## Instructions to follow
Which lines run from the line with "jherrera-jump: oops" through the line with "mmcgee-jump: Haha why" in the entries below? Print them exactly, both ends included, and nothing more.

═════ Dataset excerpts ═════

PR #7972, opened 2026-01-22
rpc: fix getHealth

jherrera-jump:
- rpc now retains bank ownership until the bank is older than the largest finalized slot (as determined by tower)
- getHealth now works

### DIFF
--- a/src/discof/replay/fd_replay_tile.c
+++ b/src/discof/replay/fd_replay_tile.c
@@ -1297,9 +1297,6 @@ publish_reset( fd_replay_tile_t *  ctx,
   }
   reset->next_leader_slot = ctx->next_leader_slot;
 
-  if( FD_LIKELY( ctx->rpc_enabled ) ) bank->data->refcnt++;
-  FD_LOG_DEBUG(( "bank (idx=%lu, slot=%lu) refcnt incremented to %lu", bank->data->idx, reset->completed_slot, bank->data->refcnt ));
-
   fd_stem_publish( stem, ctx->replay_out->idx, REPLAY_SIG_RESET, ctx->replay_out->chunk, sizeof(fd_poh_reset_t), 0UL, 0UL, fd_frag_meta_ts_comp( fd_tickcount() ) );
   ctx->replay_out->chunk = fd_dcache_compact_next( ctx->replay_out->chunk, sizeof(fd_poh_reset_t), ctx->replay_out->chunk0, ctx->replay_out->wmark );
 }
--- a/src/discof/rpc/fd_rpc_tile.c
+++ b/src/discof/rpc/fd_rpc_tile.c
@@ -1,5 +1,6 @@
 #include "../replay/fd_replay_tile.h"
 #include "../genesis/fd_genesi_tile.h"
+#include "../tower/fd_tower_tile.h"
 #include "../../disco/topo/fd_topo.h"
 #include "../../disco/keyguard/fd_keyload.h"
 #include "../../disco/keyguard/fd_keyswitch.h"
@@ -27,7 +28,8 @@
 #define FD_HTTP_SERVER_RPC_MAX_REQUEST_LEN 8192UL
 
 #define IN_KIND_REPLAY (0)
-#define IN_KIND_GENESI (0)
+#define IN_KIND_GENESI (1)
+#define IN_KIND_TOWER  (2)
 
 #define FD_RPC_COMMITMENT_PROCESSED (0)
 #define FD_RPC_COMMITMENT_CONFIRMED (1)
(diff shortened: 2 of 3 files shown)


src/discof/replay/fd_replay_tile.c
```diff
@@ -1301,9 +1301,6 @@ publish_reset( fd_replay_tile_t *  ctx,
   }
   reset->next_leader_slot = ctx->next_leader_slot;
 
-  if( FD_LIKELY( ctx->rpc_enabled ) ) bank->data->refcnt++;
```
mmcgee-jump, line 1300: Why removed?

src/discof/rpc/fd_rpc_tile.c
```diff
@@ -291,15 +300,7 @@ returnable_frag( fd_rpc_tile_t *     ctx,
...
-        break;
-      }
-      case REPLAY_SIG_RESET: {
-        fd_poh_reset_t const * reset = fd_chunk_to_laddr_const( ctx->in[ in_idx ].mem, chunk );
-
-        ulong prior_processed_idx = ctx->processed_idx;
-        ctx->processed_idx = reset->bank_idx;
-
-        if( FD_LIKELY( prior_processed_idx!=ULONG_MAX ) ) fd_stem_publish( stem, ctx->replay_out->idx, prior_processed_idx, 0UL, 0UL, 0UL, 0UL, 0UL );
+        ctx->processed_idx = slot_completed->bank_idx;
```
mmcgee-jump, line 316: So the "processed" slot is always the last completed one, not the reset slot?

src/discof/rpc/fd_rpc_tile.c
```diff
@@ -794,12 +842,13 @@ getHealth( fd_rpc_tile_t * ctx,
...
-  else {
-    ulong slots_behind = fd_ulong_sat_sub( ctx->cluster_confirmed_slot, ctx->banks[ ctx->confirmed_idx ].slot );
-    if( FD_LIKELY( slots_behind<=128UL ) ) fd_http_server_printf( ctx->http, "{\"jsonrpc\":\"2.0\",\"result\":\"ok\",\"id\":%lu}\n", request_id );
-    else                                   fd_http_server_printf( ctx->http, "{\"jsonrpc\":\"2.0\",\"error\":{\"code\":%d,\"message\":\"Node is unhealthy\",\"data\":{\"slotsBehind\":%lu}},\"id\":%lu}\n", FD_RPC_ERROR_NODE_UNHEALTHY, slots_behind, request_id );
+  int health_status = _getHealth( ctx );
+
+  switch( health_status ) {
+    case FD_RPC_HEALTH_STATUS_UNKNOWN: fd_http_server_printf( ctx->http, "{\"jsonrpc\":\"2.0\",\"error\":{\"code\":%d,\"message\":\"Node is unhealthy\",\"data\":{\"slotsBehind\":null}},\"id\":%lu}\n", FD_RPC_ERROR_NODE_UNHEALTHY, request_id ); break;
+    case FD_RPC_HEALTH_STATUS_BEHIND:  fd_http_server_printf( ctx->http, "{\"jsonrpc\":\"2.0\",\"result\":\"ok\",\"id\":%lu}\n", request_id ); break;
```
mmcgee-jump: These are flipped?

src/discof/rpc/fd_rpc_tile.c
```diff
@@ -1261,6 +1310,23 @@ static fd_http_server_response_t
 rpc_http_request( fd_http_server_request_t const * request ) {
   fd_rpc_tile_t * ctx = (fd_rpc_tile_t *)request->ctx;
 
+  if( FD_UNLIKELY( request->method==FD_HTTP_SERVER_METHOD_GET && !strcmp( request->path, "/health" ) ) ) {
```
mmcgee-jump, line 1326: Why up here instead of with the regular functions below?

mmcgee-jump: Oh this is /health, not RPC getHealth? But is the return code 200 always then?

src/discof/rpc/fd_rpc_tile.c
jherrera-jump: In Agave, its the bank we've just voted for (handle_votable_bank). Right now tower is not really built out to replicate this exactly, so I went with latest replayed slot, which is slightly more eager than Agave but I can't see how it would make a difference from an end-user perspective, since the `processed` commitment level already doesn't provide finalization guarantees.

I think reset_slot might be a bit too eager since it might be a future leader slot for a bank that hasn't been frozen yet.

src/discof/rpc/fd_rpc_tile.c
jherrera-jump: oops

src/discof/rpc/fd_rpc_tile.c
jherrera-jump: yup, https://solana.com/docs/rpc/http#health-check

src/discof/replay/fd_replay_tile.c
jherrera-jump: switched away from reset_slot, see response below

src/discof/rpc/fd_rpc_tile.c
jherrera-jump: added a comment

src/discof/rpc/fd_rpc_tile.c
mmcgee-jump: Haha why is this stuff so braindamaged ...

═════
═════ Dataset excerpts ═════

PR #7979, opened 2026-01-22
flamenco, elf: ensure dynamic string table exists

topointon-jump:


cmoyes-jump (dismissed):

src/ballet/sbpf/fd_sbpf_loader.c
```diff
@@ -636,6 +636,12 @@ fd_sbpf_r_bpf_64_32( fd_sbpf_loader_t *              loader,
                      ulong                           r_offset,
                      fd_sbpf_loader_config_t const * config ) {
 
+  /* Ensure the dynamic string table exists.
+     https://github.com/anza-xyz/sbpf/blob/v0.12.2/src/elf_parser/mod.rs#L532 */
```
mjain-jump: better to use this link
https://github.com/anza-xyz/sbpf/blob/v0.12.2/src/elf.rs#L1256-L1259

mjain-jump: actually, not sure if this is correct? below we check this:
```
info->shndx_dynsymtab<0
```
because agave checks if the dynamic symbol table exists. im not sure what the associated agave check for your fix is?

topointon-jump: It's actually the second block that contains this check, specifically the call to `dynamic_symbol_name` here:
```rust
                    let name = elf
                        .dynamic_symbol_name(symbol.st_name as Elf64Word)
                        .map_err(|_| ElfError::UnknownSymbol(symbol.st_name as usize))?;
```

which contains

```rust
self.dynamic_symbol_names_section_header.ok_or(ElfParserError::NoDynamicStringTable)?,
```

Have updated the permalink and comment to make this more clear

═════
═════ Dataset excerpts ═════

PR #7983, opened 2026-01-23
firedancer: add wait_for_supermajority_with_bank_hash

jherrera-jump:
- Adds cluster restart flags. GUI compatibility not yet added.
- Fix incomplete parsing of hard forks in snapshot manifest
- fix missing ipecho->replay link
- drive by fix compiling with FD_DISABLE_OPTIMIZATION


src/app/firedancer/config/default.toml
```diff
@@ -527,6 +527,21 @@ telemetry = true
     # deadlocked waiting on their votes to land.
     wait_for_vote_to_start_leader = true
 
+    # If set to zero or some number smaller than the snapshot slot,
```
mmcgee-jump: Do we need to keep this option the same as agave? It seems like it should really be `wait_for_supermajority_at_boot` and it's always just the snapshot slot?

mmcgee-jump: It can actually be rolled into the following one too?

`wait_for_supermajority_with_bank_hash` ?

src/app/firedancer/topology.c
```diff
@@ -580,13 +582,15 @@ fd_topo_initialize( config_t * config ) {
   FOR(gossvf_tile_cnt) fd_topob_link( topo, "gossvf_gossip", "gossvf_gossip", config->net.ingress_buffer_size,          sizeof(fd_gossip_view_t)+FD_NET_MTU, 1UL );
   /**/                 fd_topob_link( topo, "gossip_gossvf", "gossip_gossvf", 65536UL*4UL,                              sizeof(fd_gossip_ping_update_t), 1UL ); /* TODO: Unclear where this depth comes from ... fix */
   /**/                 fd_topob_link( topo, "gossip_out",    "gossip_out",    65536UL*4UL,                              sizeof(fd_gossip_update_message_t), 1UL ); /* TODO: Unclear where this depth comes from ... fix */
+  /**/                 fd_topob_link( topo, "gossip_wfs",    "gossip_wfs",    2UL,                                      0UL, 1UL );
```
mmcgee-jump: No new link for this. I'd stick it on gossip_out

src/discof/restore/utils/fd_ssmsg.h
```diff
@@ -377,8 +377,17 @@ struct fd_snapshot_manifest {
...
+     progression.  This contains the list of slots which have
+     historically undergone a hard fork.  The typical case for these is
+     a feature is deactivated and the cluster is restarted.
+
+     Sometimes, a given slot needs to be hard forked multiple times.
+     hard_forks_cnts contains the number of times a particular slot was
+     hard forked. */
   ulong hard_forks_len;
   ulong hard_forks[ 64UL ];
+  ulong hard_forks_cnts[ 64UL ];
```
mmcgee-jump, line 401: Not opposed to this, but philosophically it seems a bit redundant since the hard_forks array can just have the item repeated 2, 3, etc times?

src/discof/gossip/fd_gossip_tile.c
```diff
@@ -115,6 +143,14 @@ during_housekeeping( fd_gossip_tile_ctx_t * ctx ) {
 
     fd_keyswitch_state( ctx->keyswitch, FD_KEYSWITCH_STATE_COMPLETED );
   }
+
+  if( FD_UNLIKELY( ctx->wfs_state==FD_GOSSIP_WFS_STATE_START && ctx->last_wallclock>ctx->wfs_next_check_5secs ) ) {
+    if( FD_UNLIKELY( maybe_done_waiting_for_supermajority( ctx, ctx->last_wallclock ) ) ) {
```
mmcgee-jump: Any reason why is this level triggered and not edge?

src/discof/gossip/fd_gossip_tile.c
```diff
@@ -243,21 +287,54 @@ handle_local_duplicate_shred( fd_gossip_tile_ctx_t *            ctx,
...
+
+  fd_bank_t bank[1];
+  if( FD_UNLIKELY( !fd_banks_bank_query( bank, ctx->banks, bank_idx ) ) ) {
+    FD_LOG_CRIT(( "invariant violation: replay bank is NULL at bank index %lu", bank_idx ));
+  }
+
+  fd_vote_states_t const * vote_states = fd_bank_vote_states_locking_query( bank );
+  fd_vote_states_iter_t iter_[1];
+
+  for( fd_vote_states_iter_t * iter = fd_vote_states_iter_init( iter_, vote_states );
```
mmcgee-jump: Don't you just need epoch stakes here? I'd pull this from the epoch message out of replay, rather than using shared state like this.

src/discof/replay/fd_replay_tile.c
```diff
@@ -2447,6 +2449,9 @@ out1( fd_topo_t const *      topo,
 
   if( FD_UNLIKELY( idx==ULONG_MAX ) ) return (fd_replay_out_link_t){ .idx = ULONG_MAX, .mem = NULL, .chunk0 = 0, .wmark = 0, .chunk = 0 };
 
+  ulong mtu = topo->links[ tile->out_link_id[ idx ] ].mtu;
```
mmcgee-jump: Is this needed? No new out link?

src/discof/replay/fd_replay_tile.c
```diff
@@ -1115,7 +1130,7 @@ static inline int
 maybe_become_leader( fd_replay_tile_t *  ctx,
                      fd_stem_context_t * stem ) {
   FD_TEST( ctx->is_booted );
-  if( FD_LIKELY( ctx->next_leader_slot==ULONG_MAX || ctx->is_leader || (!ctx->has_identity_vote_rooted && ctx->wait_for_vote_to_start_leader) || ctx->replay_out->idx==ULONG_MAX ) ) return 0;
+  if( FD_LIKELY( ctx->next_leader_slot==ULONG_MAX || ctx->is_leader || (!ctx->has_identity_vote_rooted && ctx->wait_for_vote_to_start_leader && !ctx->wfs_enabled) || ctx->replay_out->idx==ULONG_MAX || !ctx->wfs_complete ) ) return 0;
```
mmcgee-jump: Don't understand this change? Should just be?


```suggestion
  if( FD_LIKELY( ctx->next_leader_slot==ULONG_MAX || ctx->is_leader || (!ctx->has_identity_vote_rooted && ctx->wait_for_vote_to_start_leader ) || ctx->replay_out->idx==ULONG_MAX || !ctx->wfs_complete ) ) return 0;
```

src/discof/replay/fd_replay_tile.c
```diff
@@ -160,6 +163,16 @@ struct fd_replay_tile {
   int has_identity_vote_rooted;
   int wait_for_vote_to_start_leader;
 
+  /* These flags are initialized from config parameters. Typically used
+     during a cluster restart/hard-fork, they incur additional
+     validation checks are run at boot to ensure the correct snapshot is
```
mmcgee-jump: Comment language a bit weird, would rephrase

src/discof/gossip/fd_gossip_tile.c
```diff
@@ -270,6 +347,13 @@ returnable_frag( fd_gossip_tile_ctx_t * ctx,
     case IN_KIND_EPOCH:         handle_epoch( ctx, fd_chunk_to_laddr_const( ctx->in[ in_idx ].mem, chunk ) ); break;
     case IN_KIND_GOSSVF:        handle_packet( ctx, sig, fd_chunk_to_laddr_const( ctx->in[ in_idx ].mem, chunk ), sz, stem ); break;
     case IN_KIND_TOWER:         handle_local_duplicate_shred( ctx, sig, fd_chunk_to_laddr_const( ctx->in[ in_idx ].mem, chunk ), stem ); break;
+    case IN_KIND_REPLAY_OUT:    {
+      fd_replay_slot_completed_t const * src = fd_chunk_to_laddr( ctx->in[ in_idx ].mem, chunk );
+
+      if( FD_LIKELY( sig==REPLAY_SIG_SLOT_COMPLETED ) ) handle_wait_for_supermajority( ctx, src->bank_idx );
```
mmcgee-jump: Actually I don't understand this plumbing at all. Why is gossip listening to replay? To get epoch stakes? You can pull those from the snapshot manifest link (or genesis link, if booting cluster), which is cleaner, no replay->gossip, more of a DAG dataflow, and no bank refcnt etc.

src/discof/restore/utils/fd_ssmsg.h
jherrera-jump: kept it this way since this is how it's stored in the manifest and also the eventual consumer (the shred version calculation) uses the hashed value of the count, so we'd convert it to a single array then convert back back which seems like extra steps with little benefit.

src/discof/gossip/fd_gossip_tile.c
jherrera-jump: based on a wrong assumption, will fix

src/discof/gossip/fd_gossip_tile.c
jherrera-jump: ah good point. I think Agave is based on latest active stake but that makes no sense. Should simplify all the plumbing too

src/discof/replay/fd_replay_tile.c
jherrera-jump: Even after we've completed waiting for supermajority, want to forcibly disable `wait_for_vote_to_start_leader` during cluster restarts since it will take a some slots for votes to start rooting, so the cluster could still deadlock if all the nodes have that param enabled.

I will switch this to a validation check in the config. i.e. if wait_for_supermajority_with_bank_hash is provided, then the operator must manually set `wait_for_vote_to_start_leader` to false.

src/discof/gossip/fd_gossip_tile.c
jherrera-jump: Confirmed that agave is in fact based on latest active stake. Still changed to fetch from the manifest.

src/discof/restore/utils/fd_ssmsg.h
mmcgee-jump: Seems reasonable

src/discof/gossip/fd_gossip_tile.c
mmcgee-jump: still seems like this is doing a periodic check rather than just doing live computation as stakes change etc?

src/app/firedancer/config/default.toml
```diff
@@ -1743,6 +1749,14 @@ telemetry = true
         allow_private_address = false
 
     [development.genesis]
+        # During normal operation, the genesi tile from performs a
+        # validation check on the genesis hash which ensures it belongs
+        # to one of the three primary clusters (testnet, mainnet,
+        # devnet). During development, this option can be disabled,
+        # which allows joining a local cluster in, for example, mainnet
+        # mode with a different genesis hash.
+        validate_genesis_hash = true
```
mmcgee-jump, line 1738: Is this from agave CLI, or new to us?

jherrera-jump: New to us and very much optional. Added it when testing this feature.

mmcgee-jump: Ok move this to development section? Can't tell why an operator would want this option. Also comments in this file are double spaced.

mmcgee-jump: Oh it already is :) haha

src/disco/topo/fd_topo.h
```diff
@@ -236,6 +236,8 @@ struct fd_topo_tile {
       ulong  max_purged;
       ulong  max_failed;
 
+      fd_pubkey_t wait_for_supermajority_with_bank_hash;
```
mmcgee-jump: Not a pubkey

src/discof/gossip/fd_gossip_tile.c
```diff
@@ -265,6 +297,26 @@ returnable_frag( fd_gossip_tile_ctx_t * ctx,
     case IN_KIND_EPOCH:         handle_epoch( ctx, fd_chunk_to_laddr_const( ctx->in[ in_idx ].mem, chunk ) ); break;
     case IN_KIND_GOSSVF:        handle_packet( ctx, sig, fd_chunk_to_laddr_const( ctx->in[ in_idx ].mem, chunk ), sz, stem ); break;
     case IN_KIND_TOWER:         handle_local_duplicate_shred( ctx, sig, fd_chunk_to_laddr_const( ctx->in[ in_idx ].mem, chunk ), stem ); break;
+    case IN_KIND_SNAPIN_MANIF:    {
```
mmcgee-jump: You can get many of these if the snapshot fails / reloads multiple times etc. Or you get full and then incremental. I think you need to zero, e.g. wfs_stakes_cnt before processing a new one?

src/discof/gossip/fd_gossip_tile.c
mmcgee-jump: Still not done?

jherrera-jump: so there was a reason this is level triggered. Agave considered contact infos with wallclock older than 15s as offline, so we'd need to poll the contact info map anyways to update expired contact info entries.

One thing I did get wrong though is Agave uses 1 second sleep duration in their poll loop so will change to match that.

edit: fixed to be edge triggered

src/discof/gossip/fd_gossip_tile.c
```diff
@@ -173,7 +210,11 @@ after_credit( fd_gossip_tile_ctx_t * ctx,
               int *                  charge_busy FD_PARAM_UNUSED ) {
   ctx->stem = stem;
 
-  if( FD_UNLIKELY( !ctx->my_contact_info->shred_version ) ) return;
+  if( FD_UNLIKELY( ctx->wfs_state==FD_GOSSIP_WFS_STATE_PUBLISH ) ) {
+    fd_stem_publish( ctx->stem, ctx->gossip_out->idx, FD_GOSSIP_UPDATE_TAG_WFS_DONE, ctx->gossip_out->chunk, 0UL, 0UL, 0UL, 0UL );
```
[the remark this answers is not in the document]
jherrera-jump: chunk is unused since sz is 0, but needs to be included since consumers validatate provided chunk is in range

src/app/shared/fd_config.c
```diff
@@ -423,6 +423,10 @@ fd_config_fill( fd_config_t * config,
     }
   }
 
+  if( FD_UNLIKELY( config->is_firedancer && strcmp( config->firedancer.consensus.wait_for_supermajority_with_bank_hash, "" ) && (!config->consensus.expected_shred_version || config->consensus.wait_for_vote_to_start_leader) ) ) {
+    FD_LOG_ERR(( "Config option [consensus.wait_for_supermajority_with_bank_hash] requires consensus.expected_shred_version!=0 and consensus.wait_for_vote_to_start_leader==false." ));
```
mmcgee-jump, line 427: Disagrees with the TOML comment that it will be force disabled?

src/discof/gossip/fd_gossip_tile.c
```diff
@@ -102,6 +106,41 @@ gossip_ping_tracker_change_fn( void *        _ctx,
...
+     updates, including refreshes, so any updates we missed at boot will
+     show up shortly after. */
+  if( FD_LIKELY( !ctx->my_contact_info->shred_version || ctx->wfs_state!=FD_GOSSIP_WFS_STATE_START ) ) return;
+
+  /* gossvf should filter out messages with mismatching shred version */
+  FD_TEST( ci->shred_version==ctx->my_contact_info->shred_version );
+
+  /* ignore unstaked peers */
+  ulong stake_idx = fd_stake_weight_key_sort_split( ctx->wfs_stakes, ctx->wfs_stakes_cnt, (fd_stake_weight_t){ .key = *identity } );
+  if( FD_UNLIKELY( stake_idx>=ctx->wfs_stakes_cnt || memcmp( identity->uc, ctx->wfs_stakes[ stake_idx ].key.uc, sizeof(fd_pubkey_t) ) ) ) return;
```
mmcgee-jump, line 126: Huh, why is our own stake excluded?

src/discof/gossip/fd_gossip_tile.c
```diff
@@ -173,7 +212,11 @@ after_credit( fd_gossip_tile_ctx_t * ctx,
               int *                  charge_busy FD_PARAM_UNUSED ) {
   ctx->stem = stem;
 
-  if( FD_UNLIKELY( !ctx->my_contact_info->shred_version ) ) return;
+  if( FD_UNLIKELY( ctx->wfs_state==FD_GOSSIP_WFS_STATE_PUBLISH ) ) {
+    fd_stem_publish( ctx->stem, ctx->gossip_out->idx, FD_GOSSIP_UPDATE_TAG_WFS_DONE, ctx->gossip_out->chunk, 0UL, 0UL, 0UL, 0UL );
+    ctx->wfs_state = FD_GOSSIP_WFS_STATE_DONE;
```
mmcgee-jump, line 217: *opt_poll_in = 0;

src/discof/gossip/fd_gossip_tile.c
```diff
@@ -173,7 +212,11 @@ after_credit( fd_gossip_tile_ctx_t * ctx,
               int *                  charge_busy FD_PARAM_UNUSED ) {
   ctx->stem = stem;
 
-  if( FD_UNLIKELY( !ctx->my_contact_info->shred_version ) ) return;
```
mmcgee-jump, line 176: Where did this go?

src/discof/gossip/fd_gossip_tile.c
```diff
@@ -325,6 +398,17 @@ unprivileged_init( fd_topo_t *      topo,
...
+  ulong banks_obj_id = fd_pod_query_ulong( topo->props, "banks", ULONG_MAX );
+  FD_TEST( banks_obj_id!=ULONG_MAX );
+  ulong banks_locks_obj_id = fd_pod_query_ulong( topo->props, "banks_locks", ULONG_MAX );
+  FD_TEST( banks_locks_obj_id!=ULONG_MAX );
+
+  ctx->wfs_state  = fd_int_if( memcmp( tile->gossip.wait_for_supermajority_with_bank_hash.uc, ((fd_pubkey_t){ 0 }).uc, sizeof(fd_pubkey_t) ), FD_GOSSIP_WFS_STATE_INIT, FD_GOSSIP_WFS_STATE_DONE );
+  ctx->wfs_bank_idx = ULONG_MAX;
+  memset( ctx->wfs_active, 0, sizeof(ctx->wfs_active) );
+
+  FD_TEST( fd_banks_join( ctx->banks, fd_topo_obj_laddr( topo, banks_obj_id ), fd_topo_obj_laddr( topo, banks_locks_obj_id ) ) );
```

═════

## Task response
jherrera-jump: oops

src/discof/rpc/fd_rpc_tile.c
jherrera-jump: yup, https://solana.com/docs/rpc/http#health-check

src/discof/replay/fd_replay_tile.c
jherrera-jump: switched away from reset_slot, see response below

src/discof/rpc/fd_rpc_tile.c
jherrera-jump: added a comment

src/discof/rpc/fd_rpc_tile.c
mmcgee-jump: Haha why is this stuff so braindamaged ...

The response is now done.